PR #50, opened 2020-12-03
Run cargo clippy as part of the CI

alistair23:


src/io/bit_buf.rs
```diff
@@ -119,6 +124,12 @@ impl BitBuf {
     }
 }
 
+impl Default for io::bit_buf::BitBuf {
```
mcy, line 127: Shouldn't this be just `BitBuf`?

mcy (approved):
Was meaning to get to this for a while. Thanks Alistair!

src/io/bit_buf.rs
alistair23: Fixed.

alistair23:
Ping!

mcy (approved):
LG. =)

PR #51, opened 2021-01-06
[manifest] Add PFM support (for real this time!)

mcy:
This is the first change that adds basic PFM support: parsing a PFM's TOC, and extracting the simples of the PFM elements (the Platform ID). It also includes a simple test that makes sure the simplest case works.

### DIFF
--- a/src/manifest/pfm.rs
+++ b/src/manifest/pfm.rs
@@ -1,0 +1,497 @@
+// Copyright lowRISC contributors.
+// Licensed under the Apache License, Version 2.0, see LICENSE for details.
+// SPDX-License-Identifier: Apache-2.0
+
+//! The Platform Firmware Manifest (PFM)
+//!
+//! A PFM is a computer-readable policy document describing firmware which is
+//! allowed to run on a device. Practically, this means that a PFM describes
+//! an allowed configuration of an external storage device, such as a SPI
+//! flash device. It also carries some additional metadata about the platform
+//! itself.
+//!
+//! The PFM is designed to be readable by "random access". It is encoded as a
+//! ["table of contents"](struct.Toc.html) that describes various blobs that
+//! follow it; this table of contents makes it possible to pull different parts
+//! of the PFM out in arbitrary order. The PFM also contains hashes for
+//! ensuring that all data read from flash is protected by the original
+//! signature check.
+//!
+//! The [`Pfm`] type is the entry-point for this module.
+//!
+//! [`Pfm`]: struct.Pfm.html
+
+use core::mem;
+
+use zerocopy::AsBytes;
+use zerocopy::FromBytes;
+
+use crate::crypto::sha256;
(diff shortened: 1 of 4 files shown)


src/manifest/pfm.rs
```diff
@@ -0,0 +1,497 @@
...
+    ///
+    /// This value is measured from the start of the PFM's manifest frame,
+    /// rather than from the start of the PFM's table of contents.
+    pub fn offset(&self) -> u16 {
+        self.offset as _
+    }
+
+    /// Returns the length, in bytes, of this entry's element.
+    pub fn len(&self) -> u16 {
+        self.len as _
```
gkelly, line 120: These are both casts from u16 to u16? Did you want the return type to be usize for iteration's sake?

src/manifest/pfm.rs
```diff
@@ -0,0 +1,497 @@
...
+    hashes: &'toc [sha256::Digest],
+}
+
+impl<'toc> Toc<'toc> {
+    /// Checks that all invariants of this `Toc` type hold:
+    /// - Every pointer to a hash is in-bounds.
+    /// - Every pointer to a parent is in-bounds.
+    ///
+    /// Returns true if the invariants are upheld.
+    fn verify_invariants(&self) -> bool {
```
gkelly, line 186: Is there a requirement that the PFM be acyclic?

src/manifest/pfm.rs
```diff
@@ -0,0 +1,497 @@
...
+    pub fn entries_of_type(
+        &self,
+        ty: ElementType,
+    ) -> impl Iterator<
+        Item = (usize, &'toc TocEntry, Option<&'toc sha256::Digest>),
+    > + '_ {
+        self.entries()
+            .enumerate()
+            .map(|(i, (e, h))| (i, e, h))
+            .filter(move |(_, e, _)| e.element_type() == Some(ty))
```
gkelly, line 253: I was going to suggest filtering before mapping, but given it's a type shuffle I don't think it matters, right?

src/manifest/pfm.rs
```diff
@@ -0,0 +1,497 @@
...
+    }
+
+    /// Returns the first entry in this `Toc` of a particular type, if any.
+    pub fn entry_of_type(
```
gkelly, line 257: `first_entry_of_type`?

gkelly (approved):

src/manifest/pfm.rs
mcy: One would hope that that map operation is a no-op, given that all three elements have the same size and alignment.

src/manifest/pfm.rs
mcy: Not currently! Probably something to bring to Microsoft later on.

src/manifest/pfm.rs
mcy: Yeah I think that was supposed to be usize.

PR #52, opened 2021-01-11
[crypto] Make crypto traits return a "known error type"

mcy:
The main benefit of this change is removing the inability to implement `From<crypto::Error>` for e.g. `manifest::Error`. This will allow us to reduce the boilerplate around using crypto functions.

Additionally, this gives us the ability to make Manticore understand some crypto errors in the future, such as a "unsupported key" error in RSA et. al.


src/crypto/rsa.rs
```diff
@@ -84,16 +84,41 @@ pub trait Keypair {
...
+/// This type serves as a combination of built-in error types known to
+/// Manticore, plus a "custom error" component for surfacing
+/// implementation-specific errors that Manticore can treat as a black box.
+///
+/// This type has the benefit that, unlike a pure associated type, `From`
+/// implementations for error-handling can be implemented on it.
+#[derive(Copy, Clone, PartialEq, Eq, Debug)]
+pub enum Error<E = ()> {
+    /// The "custom" error type, which is treated by Manticore as a black box.
+    Custom(E),
```
gkelly, line 98: I wonder if this enum ever gets any other elements. I'm fine to leave it like this, but part of me thinks that it won't ever be extended.

gkelly (approved):

src/crypto/rsa.rs
mcy: I'm thinking it *might*. I can imagine we might decide to add a "retry" variant or a "key size not supported" variant. I mostly chose an enum for flexibility. Worst case we can turn this into a tuple struct and not think about it too hard.

PR #56, opened 2021-01-29
Rewrite the Manifest parsing framework

mcy:
This change completely refactors how manifests are parsed at the TOC level.

This change includes:
- Integrated TOC support in `Container`.
- New `manticore::manifest::owned` module for heap-allocated manifest trees, for use by tooling.
- PFM support in the manticore tool.
- FPM removal.

This change does not make the parser completely compliant with Cerberus; there's a few holes here and there that I intend to plug in a series of smaller followups. These include:
- Questionable handling of format versions.
- Correctly ignoring element types we don't understand.
- The byte layout of the TOC entries.
- Correct handling of various element flags.
- Support for non-SHA-256 algorithms.
- Support for ECC.


src/manifest/container.rs
```diff
@@ -75,6 +79,238 @@ pub struct Metadata {
...
+///
+/// A TOC entry is encoded exactly the same way as this struct is laid
+/// out, byte-for-byte.
+///
+/// See [`Toc`](struct.Toc.html).
+pub struct TocEntry<'entry, 'toc, M> {
+    toc: &'entry Toc<'toc, M>,
+    // Invariant: index is always a valid index into `toc.entries`.
+    index: usize,
+    _ph: PhantomData<fn() -> M>,
```
gkelly, line 92: With your `toc` taking type parameter `M` is this needed?

src/manifest/container.rs
```diff
@@ -75,6 +79,238 @@ pub struct Metadata {
...
+    }
+
+    /// Returns this entry's parent, if it has one.
+    pub fn parent(self) -> Option<Self> {
+        match self.raw().parent_idx {
+            0xff => None,
+            x => Some(
+                self.toc
+                    .entry(x as usize)
+                    .expect("previously verified by check_invariants()"),
```
gkelly, line 133: I feel like this is an `unreachable!()`, and the string is just bloating the binary. I don't think I care for now, though.

src/manifest/container.rs
```diff
@@ -75,6 +79,238 @@ pub struct Metadata {
...
+}
+
+impl<'toc, M: Manifest> Toc<'toc, M> {
+    /// Checks that all invariants of this `Toc` type hold:
+    /// - Every pointer to a hash is in-bounds.
+    /// - Every pointer to a parent is in-bounds.
+    /// - Every type/version pair is well-known.
+    ///
+    /// Returns true if the invariants are upheld.
+    #[allow(unused)]
```
gkelly, line 216: Why do you need to `#[allow(unused)]` here, shouldn't this be being used to check the invariants?

src/hardware/flash.rs
```diff
@@ -519,7 +519,23 @@ impl<F: Flash> io::Write for FlashIo<F> {
...
+    #[cfg_attr(
+        feature = "serde",
+        serde(deserialize_with = "crate::serde::de_radix")
+    )]
+    #[cfg_attr(
+        all(feature = "serde", feature = "std"),
+        serde(serialize_with = "crate::serde::se_hex")
+    )]
     pub offset: u32,
+    #[cfg_attr(
```
gkelly, line 531: nit: Maybe a newline above here just to help readability on these blocks.

src/manifest/owned/mod.rs
```diff
@@ -0,0 +1,412 @@
+// Copyright lowRISC contributors.
+// Licensed under the Apache License, Version 2.0, see LICENSE for details.
+// SPDX-License-Identifier: Apache-2.0
+
+//! Owned manifest containers.
+//!
+//! TODO(mcyoung): Document this module. This should be done in a followup
```
gkelly: `TODO(issue#)`.

src/manifest/owned/mod.rs
```diff
@@ -0,0 +1,412 @@
...
+
+    /// Returns the element type of a specific element.
+    fn element_type(&self) -> Self::ElementType;
+
+    /// Attempts to construct an `Element` of the given type from encoded
+    /// `bytes`.
+    fn from_bytes(ty: Self::ElementType, bytes: &[u8]) -> Result<Self, Error>;
+
+    /// Attempts to encode this `Element` into bytes, using the given
+    /// padding byte as "filler".
```
gkelly, line 65: My eyebrows are raised at this filler byte, I continue reading with great interest.

src/manifest/owned/mod.rs
```diff
@@ -0,0 +1,412 @@
...
+/// [`manticore::manifest::pfm`]: ../pfm/index.html
+pub type Pfm = Container<self::pfm::Element>;
+
+/// A heap-allocated Cerberus manifest, represented as a tree structure.
+///
+/// Prefer to access this type through one of the provided type aliases,
+/// instead:
+/// - Platform Firmware Manifest: [`Pfm`](type.Pfm.html)
+/// - Component Firmware Manifest: NYI
+/// - Platform Configuration Descriptor: NTI
```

◆ Exercise objective
Within the records above, work out on how many lines the string "contents" appears, and give only that number.

◆ Exercise result
3